SMR SYSTEM
Report
- Report Number
- 3008021110-2023-00052
- Event Type
- Injury
- Date Received
- May 17, 2023
- Date of Event
- July 4, 2018
- Report Date
- March 25, 2025
- Manufacturer
- LIMACORPORATE S.P.A
- Product Code
- PHX
- UDI-DI
- 08033390272216
- PMA / PMN Number
- K110598
- Adverse Event
- Yes
- Report Source
- Manufacturer report
- Reporter Location
- IT
- Reporter Occupation
- OTHER
- Health Professional
- N
Narratives
BY THE CHECK OF THE DEVICE HISTORY RECORDS, NO PRE-EXISTING ANOMALIES WAS DETECTED ON THE PIECES MANUFACTURED WITH THE INVOLVED LOT NUMBERS (15AT1H5, 1713817).
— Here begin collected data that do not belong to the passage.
PR #1050, opened 2018-11-06
Prevent data destruction

aliveafter1000:
https://github.com/calamares/calamares/issues/1044

### DIFF
--- a/src/modules/partition/core/PartUtils.cpp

ACCORDING TO THE PMS DATA AT LEAST (B)(4) PIECES SMR GLENOSPHERE Ø36MM SMALL-R MANUFACTURED WITH LOT 1713817 HAVE BEEN IMPLANTED AND THIS IS THE ONLY COMPLAINT RECEIVED ON THIS LOT NUMBER. ACCORDING TO THE PMS DATA AT LEAST (B)(4) PIECES SMR REV. LINER RETENTIVE +6 MM MANUFACTURED WITH LOT 15AT1H5 HAVE BEEN IMPLANTED AND THIS IS THE ONLY COMPLAINT RECEIVED ON THIS LOT NUMBER. THE EXPLANTED DEVICES WERE NOT RETURNED TO LIMACORPORATE FOR FURTHER INVESTIGATION. LIMACORPORATE RECEIVED ONLY PRE-OPERATIVE X-RAYS OF REVISION SURGERY. THE AVAILABLE INFORMATION AND X-RAYS HAVE BEEN EVALUATED BY A MEDICAL CONSULTANT. FOLLOWING, THE MEDICAL CONSULTANT COMMENTS: "THERE MUST HAVE BEEN SOME SORT OF INFECTION, THAT LED TO THE REVISION WHICH WAS TREATED BY REMOVAL AND CEMENT SPACER IMPLANTATION. THE FOLLOWING SURGERIES SHOW A REDUCED BONE STOCK AT THE PROXIMAL HUMERUS WITH REDUCED PARTS OF THE METAPHYSIS. THIS MAY HAVE LED TO REDUCED COMPRESSION STRENGTH TO THE REVISION IMPLANT THAT THEN LED TO DISLOCATION. ANYWAY, THERE ARE NO SIGNS OF IMPLANT-RELATED PROBLEMS THAT LED TO THE REVISIONS.". BASED ON THE AVAILABLE INFORMATION, WE CANNOT DETERMINE WITH CERTAINTY THE ROOT CAUSE OF THE EVENT. CONSIDERING THAT: · THE CHECK OF THE DEVICE HISTORY RECORDS REVEALED NO PRE-EXISTING ANOMALIES IN THE INVOLVED LOT NUMBERS · THE EXPLANTED DEVICES WERE NOT RETURNED TO LIMACORPORATE FOR FURTHER INVESTIGATION · ACCORDING TO THE MEDICAL CONSULTANT, THE REDUCED BONE STOCK IN THE PROXIMAL HUMERUS MAY HAVE WEAKENED THE IMPLANT'S COMPRESSION STRENGTH, LEADING TO DISLOCATION, WITH NO SIGNS OF IMPLANT-RELATED ISSUES. WE MAY CONCLUDE THAT THE EVENT IS NOT PRODUCT RELATED. PMS DATA: ACCORDING TO LIMACORPORATE PMS DATA THE REVISION RATE OF SMR REVERSE DUE TO DISLOCATION/LUXATION IS NEARLY (B)(4). BASED ON THE ROOT CAUSE ANALYSIS PERFORMED AND ACCORDING TO THE RELEVANT PMS DATA, NO CORRECTIVE ACTIONS REQUIRED FOR THIS SPECIFIC CASE. LIMACORPORATE WILL CONTINUE MONITORING THE MARKET TO PROMPTLY DETECT ANY FURTHER SIMILAR ISSUE. THIS IS THE FINAL MDR REPORT.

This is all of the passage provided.